Efficient catalytic oxidation of chlorine-containing volatile organic compounds (CVOCs) is a major research focus, but challenges include chlorine resistance, high HCl generation rates and maintaining high conversion rates. To overcome these technical bottlenecks, a series of transition metal (Cu, Cr, Fe, Co and Mn)-doped ZSM-5 molecular sieves were successfully synthesized with lattice Si⁴⁺ ions substituted by a one-step hydrothermal process. CH₂Cl₂ (DCM) served as a probe molecule to evaluate catalytic oxidation performance, while advanced physicochemical characterization elucidated the catalytic reaction, chlorine resistance and HCl generation mechanisms over the doped HZSM-5. The results show that in situ targeted substitution of transition metal atoms over HZSM-5 on the lattice Si⁴⁺ sites can induce the emergence of the twinning between the surface lattice single metal atoms and surface reactive oxygen nearby.
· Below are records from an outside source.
PR #5215, opened 2021-06-29
Fix Helm install type FeatureGates variables

michalxo:
- Bugfix

### Description
There was a problem with non-escaped comma in new variable `STRIMZI_FEATURE_GATES` while using helm as CO installation type. This fixes the issue.

### Checklist

### DIFF
--- a/systemtest/src/main/java/io/strimzi/systemtest/resources/specific/HelmResource.java
+++ b/systemtest/src/main/java/io/strimzi/systemtest/resources/specific/HelmResource.java
@@ -126,7 +126,8 @@ public class HelmResource implements SpecificResourceType {
                 entry("logLevelOverride", Environment.STRIMZI_LOG_LEVEL),
                 entry("fullReconciliationIntervalMs", Long.toString(reconciliationInterval)),
                 entry("operationTimeoutMs", Long.toString(operationTimeout)),
-                entry("featureGates", Environment.STRIMZI_FEATURE_GATES),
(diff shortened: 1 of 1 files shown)


scholzj:
Can you please fix the DCO signoff @michalxo?

systemtest/src/main/java/io/strimzi/systemtest/resources/specific/HelmResource.java
```diff
@@ -126,7 +126,7 @@ private void clusterOperator(long operationTimeout, long reconciliationInterval)
                 entry("logLevelOverride", Environment.STRIMZI_LOG_LEVEL),
                 entry("fullReconciliationIntervalMs", Long.toString(reconciliationInterval)),
                 entry("operationTimeoutMs", Long.toString(operationTimeout)),
-                entry("featureGates", Environment.STRIMZI_FEATURE_GATES),
+                entry("featureGates", Environment.STRIMZI_FEATURE_GATES.replaceAll(",", "\\\\,")),
```
scholzj, line 129: Do we want some explanatory comment about why it needs to be escaped like this?

michalxo: Good idea, I would put it there as it's easy to miss.

Frawless (approved):

im-konge (approved):

scholzj (approved):

PR #5222, opened 2021-06-30
[systemtest] Add 0.24.0 to upgrade tests

im-konge:
### Type of change

- New check

### Description

This PR adds `0.24.0` version to our upgrade tests and adding one more upgrade stage:
```
0.22.1 >  HEAD
0.23.0 > HEAD
0.24.0 > HEAD
```
Also this PR fixes naming of the parametrized test which was broken by adding additional stage.

### Checklist

### DIFF
--- a/systemtest/src/test/java/io/strimzi/systemtest/upgrade/AbstractUpgradeST.java
+++ b/systemtest/src/test/java/io/strimzi/systemtest/upgrade/AbstractUpgradeST.java
@@ -38,6 +38,7 @@ import org.junit.jupiter.params.provider.Arguments;
 import java.io.File;
 import java.io.FileReader;
 import java.io.IOException;
+import java.util.ArrayList;
 import java.util.Arrays;
 import java.util.HashMap;
 import java.util.LinkedList;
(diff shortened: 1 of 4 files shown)


Frawless (approved):

scholzj:
Why do both 0.22.1 > 0.24.0 > HEAD and 0.24.0 > HEAD? Wouldn't it make more sense to do `0.22.1 -> HEAD` and `0.24.0 -> HEAD`? Also, what about 0.23 -> HEAD? Does it make sense or not?

im-konge:
I thought we discussed that we will do `0.22.1 > 0.24.0 > HEAD` (because of API conversion) and `0.24.0 > HEAD`.  When we tested upgrade from `0.22.1 > 0.23.0 > HEAD` I guess that we don't need to test it now as it already works (from my POV). But if you want to change it that way how you described, no problem.

scholzj:
> I thought we discussed that we will do 0.22.1 > 0.24.0 > HEAD (because of API conversion)

Well, technically, you can do 0.22.1 -> API conversion -> 0.24 -> HEAD equally well as 0.22.1 -> API conversion -> HEAD. So I'm not sure the conversion matters. 

The question is whether we want to focus more on:
* Upgrading from upgraded version which is what you proposed
* Upgrading directly

Each tests something little bit different. But since we now support version jumping, I wonder if 0.22.1 -> HEAD is better. The think to consider is how does 0.22.1 -> 0.24 -> HEAD differ from 0.24 -> HEAD. In theory, the patching might cause it to be little bit different ... but not sure we ever saw it. Also, if that makes sense, you should probably start the chain long before 0.22.1 as we had it in the past.

im-konge:
Yeah, you are right, we discussed this with @Frawless and agreed that we didn't really tested the `0.22.1 > HEAD` scenario. And, because the upgrade `0.23.0 > HEAD` is theoretically the same as `0.24.0 > HEAD` (no api conversion etc.), I think it would be better to do the `0.22.1 > HEAD` and `0.24.0 > HEAD`, if it makes sense to you.

scholzj:
> And, because the upgrade 0.23.0 > HEAD is theoretically the same as 0.24.0 > HEAD (no api conversion etc.), I think it would be better to do the 0.22.1 > HEAD and 0.24.0 > HEAD, if it makes sense to you.

I would not call it the same, it doesn't have the API conversion, but apart from that these are different versions. HEnce I wonder if it would make sense to have 0.23 -> HEAD as well. But yeah, 0.22.1 -> HEAD an 0.24 -> HEAD are more important I guess.

im-konge:
I guess it will not be a big deal to add the `0.23.0 > HEAD` as well, so maybe I can add it and leave others to say their opinion too. Thanks @scholzj

scholzj (approved):

Frawless (approved):

PR #5223, opened 2021-06-30
Fix resource count metric when multiple ns are configured

sknot-rh:

### Type of change
- Bugfix

### Description
When CO is configured to watch multiple namespaces, for each namespace is created a new verticle. That results in a race where the "slowest" verticle sets the value of the `strimzi_resources{kind="*",selector="",}` metric.
In this PR, I used maps, where keys are namespaces. For each namespace, a set of metrics is created.

```
$ oc get k --all-namespaces
NAMESPACE    NAME           DESIRED KAFKA REPLICAS   DESIRED ZK REPLICAS   READY     WARNINGS
myproject    my-cluster     3                        3                               
myproject    my-cluster-3   3                        3                               
myproject2   my-cluster     3                        3                     True      
myproject2   my-cluster-2   3                        3                     True      
myproject2   my-cluster-3   3                        3                     True 
```
Snímek z 2021-07-01 13-47-39

Note:
before this PR the metrics (for example succeeded or failed reconciliations count) had a value (`0`) from the start of the operator.
After this PR the metric is not available until its value is written.

### Checklist
- [ ] Write tests
- [ ] Update documentation
- [ ] Update CHANGELOG.md

### DIFF
--- a/CHANGELOG.md
+++ b/CHANGELOG.md
@@ -19,7 +19,7 @@
 * User Operator now uses Kafka Admin API to manage SCRAM-SHA-512 credentials.
   All operations done by the User Operator now use Kafka Admin API and connect directly to Kafka instead of ZooKeeper.
   As a result, the environment variables `STRIMZI_ZOOKEEPER_CONNECT` and `STRIMZI_ZOOKEEPER_SESSION_TIMEOUT_MS` were removed from the User Operator configuration.
- * Annotate Cluster Operator resource metrics by a namespace label
+* Annotate Cluster Operator resource metrics with a namespace label
 
 ## 0.24.0
 
--- a/CHANGELOG.md
+++ b/CHANGELOG.md
@@ -8,7 +8,6 @@
 * Add support for `tls-external` authentication to User Operator to allow management of ACLs and Quotas for TLS users with user certificates generated externally (#5249) 
 * Support for disabling the automatic generation of network policies by the Cluster Operator. Set the Cluster Operator's `STRIMZI_NETWORK_POLICY_GENERATION` environment variable to `false` to disable network policies. (#5258)
 * Update User Operator to use Admin API for managing SCRAM-SHA-512 users 
-* Annotate Cluster Operator resource metrics by a namespace label
 
 ### Changes, deprecations and removals
 
@@ -20,6 +19,7 @@
 * User Operator now uses Kafka Admin API to manage SCRAM-SHA-512 credentials.
   All operations done by the User Operator now use Kafka Admin API and connect directly to Kafka instead of ZooKeeper.
   As a result, the environment variables `STRIMZI_ZOOKEEPER_CONNECT` and `STRIMZI_ZOOKEEPER_SESSION_TIMEOUT_MS` were removed from the User Operator configuration.
+ * Annotate Cluster Operator resource metrics by a namespace label
 
 ## 0.24.0
 
--- a/CHANGELOG.md
+++ b/CHANGELOG.md
@@ -8,6 +8,7 @@
 * Add support for `tls-external` authentication to User Operator to allow management of ACLs and Quotas for TLS users with user certificates generated externally (#5249) 
 * Support for disabling the automatic generation of network policies by the Cluster Operator. Set the Cluster Operator's `STRIMZI_NETWORK_POLICY_GENERATION` environment variable to `false` to disable network policies. (#5258)
 * Update User Operator to use Admin API for managing SCRAM-SHA-512 users 
+* Annotate Cluster Operator resource metrics by a namespace label
 
 ### Changes, deprecations and removals
 
--- a/cluster-operator/src/main/java/io/strimzi/operator/cluster/operator/assembly/AbstractConnectOperator.java
+++ b/cluster-operator/src/main/java/io/strimzi/operator/cluster/operator/assembly/AbstractConnectOperator.java
@@ -17,8 +17,6 @@ import io.fabric8.kubernetes.client.Watcher;
 import io.fabric8.kubernetes.client.WatcherException;
 import io.fabric8.kubernetes.client.dsl.Resource;
 import io.micrometer.core.instrument.Counter;
-import io.micrometer.core.instrument.Tag;
-import io.micrometer.core.instrument.Tags;
 import io.micrometer.core.instrument.Timer;
 import io.netty.channel.ConnectTimeoutException;
 import io.strimzi.api.kafka.KafkaConnectList;
@@ -47,6 +45,7 @@ import io.strimzi.operator.cluster.operator.resource.ResourceOperatorSupplier;
 import io.strimzi.operator.common.AbstractOperator;
 import io.strimzi.operator.common.Annotations;
 import io.strimzi.operator.common.BackOff;
+import io.strimzi.operator.common.Operator;
 import io.strimzi.operator.common.ReconciliationLogger;
 import io.strimzi.operator.common.Reconciliation;
 import io.strimzi.operator.common.Util;
@@ -79,6 +78,7 @@ import java.util.Map;
 import java.util.Optional;
 import java.util.Set;
 import java.util.TreeMap;
+import java.util.concurrent.ConcurrentHashMap;
 import java.util.concurrent.atomic.AtomicInteger;
 import java.util.function.BiFunction;
 import java.util.function.Function;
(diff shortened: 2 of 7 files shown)


scholzj (commented):
* What happens when the operator is watching all namespaces and the namespace is `*`? Or is the namespace in the metrics already the actual namespace of the resource?
* Maybe adding the namespace label deserves a note in https://github.com/strimzi/strimzi-kafka-operator/blob/main/CHANGELOG.md#changes-deprecations-and-removals? I'm not sure if added label can cause some issues.
* Also, is there any risk the `namespace` collides with some regular Prometheus labels? Such as the namespace from which the metric was colelcted?

sknot-rh:
- the namespace is set to `*` (`strimzi_resources{kind="Kafka",namespace="*",selector="",} 2.0`
- good point
- I do not think so. I deployed entire stack (Prometheus + grafana) and there was no issue with that

scholzj:
> the namespace is set to * (strimzi_resources{kind="Kafka",namespace="*",selector="",} 2.0

I think we need to detect this and leave out the tag. The `*` IMHO should no be there.

CHANGELOG.md
```diff
@@ -3,6 +3,7 @@
 ## 0.25.0
 
 * Allow a custom password to be set for SCRAM-SHA-512 users by referencing a secret in the `KafkaUser` resource
+* Annotate Cluster Operator resource metrics by a namespace label
```
scholzj, line 6: Should it be in the changes section below? That way people looking for compatibility changes will be more likely to notice.

scholzj (commented):
The code looks good. But you need to re-enable the system tests disabled by @see-quick in #5137

cluster-operator/src/main/java/io/strimzi/operator/cluster/operator/assembly/AbstractConnectOperator.java
```diff
@@ -112,11 +112,11 @@
...
-    private final Counter connectorsReconciliationsCounter;
-    private final Counter connectorsFailedReconciliationsCounter;
-    private final Counter connectorsSuccessfulReconciliationsCounter;
-    private final AtomicInteger connectorsResourceCounter;
-    private final Timer connectorsReconciliationsTimer;
+    private Map<String, Counter> connectorsReconciliationsCounterMap;
+    private Map<String, Counter> connectorsFailedReconciliationsCounterMap;
+    private Map<String, Counter> connectorsSuccessfulReconciliationsCounterMap;
+    private Map<String, AtomicInteger> connectorsResourceCounterMap;
+    private Map<String, Timer> connectorsReconciliationsTimerMap;
```
tombentley, line 119: Less code to initialise the field here as part of the declaration.

operator-common/src/main/java/io/strimzi/operator/common/AbstractOperator.java
```diff
@@ -84,60 +84,35 @@
...
+    private final Labels selectorLabels;
+    private Map<String, AtomicInteger> resourcesStateCounter;
+    private Map<String, AtomicInteger> resourceCounterMap;
+    private Map<String, AtomicInteger> pausedResourceCounterMap;
+    private Map<String, Counter> periodicReconciliationsCounterMap;
+    private Map<String, Counter> reconciliationsCounterMap;
+    private Map<String, Counter> failedReconciliationsCounterMap;
+    private Map<String, Counter> successfulReconciliationsCounterMap;
+    private Map<String, Counter> lockedReconciliationsCounterMap;
+    private Map<String, Timer> reconciliationsTimerMap;
```
tombentley, line 97: Same comment, just initialize the field here/

operator-common/src/main/java/io/strimzi/operator/common/AbstractOperator.java
```diff
@@ -496,38 +471,69 @@ public void accept(WatcherException e) {
...
+                reconciliationTimerSample.stop(getReconciliationsTimer(reconciliation.namespace()));
                 LOGGER.warnCr(reconciliation, "Failed to reconcile", cause);
             }
         }
     }
 
-    public Counter getPeriodicReconciliationsCounter() {
-        return periodicReconciliationsCounter;
+    @Override
+    public Counter getPeriodicReconciliationsCounter(String namespace) {
```
tombentley, line 497: My usual pet peeve about methods that return a value not needing to be called `get${Something}` when they can just be called `${something}`.

operator-common/src/main/java/io/strimzi/operator/common/Operator.java
```diff
@@ -94,9 +99,60 @@ default void reconcileThese(String trigger, Set<NamespaceAndName> desiredNames,
...
+            metricTags = Tags.of(Tag.of("kind", kind), Tag.of("selector", selectorValue));
+        } else {
+            metricTags = Tags.of(Tag.of("kind", kind), Tag.of("namespace", namespace), Tag.of("selector", selectorValue));
+        }
+
+        Counter counter = counterMap.get(namespace + "/" + kind);
+        if (counter == null) {
+            counter = metrics.counter(metricName, metricHelp, metricTags);
+            counterMap.put(namespace + "/" + kind, counter);
+        }
```
tombentley, line 121: Use `computeIfAbsent` rather than separate `get` & `put`. With the ConcurrentHashMap that will give you atomicity which you need if you're not going to miscount things when different threads can access the map.

operator-common/src/main/java/io/strimzi/operator/common/Operator.java
```diff
@@ -94,9 +99,60 @@ default void reconcileThese(String trigger, Set<NamespaceAndName> desiredNames,
...
+        } else {
+            metricTags = Tags.of(Tag.of("kind", kind), Tag.of("namespace", namespace), Tag.of("selector", selectorValue));
+        }
+
+        AtomicInteger gauge = gaugeMap.get(namespace + "/" + kind);
+        if (gauge == null) {
+            gauge = metrics.gauge(metricName, metricHelp, metricTags);
+            gaugeMap.put(namespace + "/" + kind, gauge);
+        }
+        return gauge;
```
tombentley, line 139: This is basically identical to `getCounter` and `getTimer`, the only difference is which method of `metrics` we call. You should be able to write a single `private` generic method with abstracts across this. 

Something like 

```java
static <M> AtomicInteger metric(String namespace, String kind, MetricsProvider metrics, Labels selectorLabels, Map<String, AtomicInteger> gaugeMap, Function<Tags, M> fn) {
    //...
    return metrics.computeIfAbsent(metricName, x -> fn.apply(metricTags);
}
```

and implement each of `getGuage`, `getCounter` and `getTimer` with `return metric(..., tags -> metrics.guage(metricName, metricHelp, tags)`.

tombentley (approved):
Thanks!

sknot-rh:
> > the namespace is set to * (strimzi_resources{kind="Kafka",namespace="*",selector="",} 2.0
> 
> I think we need to detect this and leave out the tag. The `*` IMHO should no be there.

Hmm, because AbstractConnectOperator registers metrics, we cannot omit the namespace label. Otherwise, we get an error about metric tags conflict.

scholzj:
> Hmm, because AbstractConnectOperator registers metrics, we cannot omit the namespace label. Otherwise, we get an error about metric tags conflict.

But you cannot use `*` ... that is just an internal marker.

sknot-rh:
> > Hmm, because AbstractConnectOperator registers metrics, we cannot omit the namespace label. Otherwise, we get an error about metric tags conflict.
> 
> But you cannot use `*` ... that is just an internal marker.

Does `any` sound any better? I am aware of conflicts it could create :(

scholzj:
> Does any sound any better? I am aware of conflicts it could create :(

I'm not Prometheus expert, but it sounds equally arbitrary. Can we leave the label empty? (Just empty string value?)

If not, maybe we need to rework it and put there the namespace of the custom resource instead of the watched namespace? (I think that makes more sense in general, but might be harder to do . especially to handle removed CRs)

tombentley:
I don't think you can use `any`, since there might be a namespace with that name. I guess you could use something which was illegal as a namespace name (dns subdomain), e.g. `<all>` or `ALL`, assuming that worked with Prometheus. I think that would be clearer than using the empty string.

scholzj:
> I think that would be clearer than using the empty string.

I think empty string fits better with the concept of labels and their use than something like `<any>`. Also, we already use the empty label for the selector IIRC.

see-quick:
@sknot-rh btw you can trigger also macro-pipeline using `/azp run all-strimzi-system-tests`

scholzj (approved):
If it has to be, I can probably live with this. But I still think it would make much more sense to use the namespace of the actual resource in the metric label rather than having it empty. That would give clear and consistent metrics regardless the operator configuration.

CHANGELOG.md
```diff
@@ -19,6 +19,7 @@
 * User Operator now uses Kafka Admin API to manage SCRAM-SHA-512 credentials.
   All operations done by the User Operator now use Kafka Admin API and connect directly to Kafka instead of ZooKeeper.
   As a result, the environment variables `STRIMZI_ZOOKEEPER_CONNECT` and `STRIMZI_ZOOKEEPER_SESSION_TIMEOUT_MS` were removed from the User Operator configuration.
+ * Annotate Cluster Operator resource metrics by a namespace label
```
samuel-hawker, line 22:
```suggestion
 * Annotate Cluster Operator resource metrics with a namespace label
```
I think we want to use with here, but might be worth asking someone with a better knowledge of the English language than myself!

sknot-rh: As my English is as good as stepping on the lego, I am pinging @PaulRMellor and @laidan6000 to check.

PaulRMellor: @sknot-rh Yes. I'd change to _with_

sknot-rh:
> If it has to be, I can probably live with this. But I still think it would make much more sense to use the namespace of the actual resource in the metric label rather than having it empty. That would give clear and consistent metrics regardless the operator configuration.

I added the resource ns to the metrics labels even when the `*` namespace is configured.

Compared with supported HZSM-5, metal-doped HZSM-5 has greater catalytic performance and better resistance to chlorine poisoning and Cl deposition, due to the shortened pathway of surface reactive oxygen migration between surface reactive oxygen species and organic receptors, which can play an important role in catalytic oxidation and facilitate deep oxidation and inhibit Cl deposition. Mn- and Cr-doped HZSM-5 catalysts possess a high content of surface active oxygen, relatively high transfer ability, relatively high low-temperature reducibility and more appropriate intensities and quantities of surface Brønsted acids and Lewis acids, which results in a higher rate of DCM conversion, accompanied by relatively high CO₂ generation rate and HCl generation rate, as well as a strong ability to inhibit Cl deposition. Furthermore, the different synergistic reaction routes of DCM oxidation over metal-doped HZSM-5 are also proposed. We believe that this work can provide new insights into the design of catalysts for purifying CVOCs.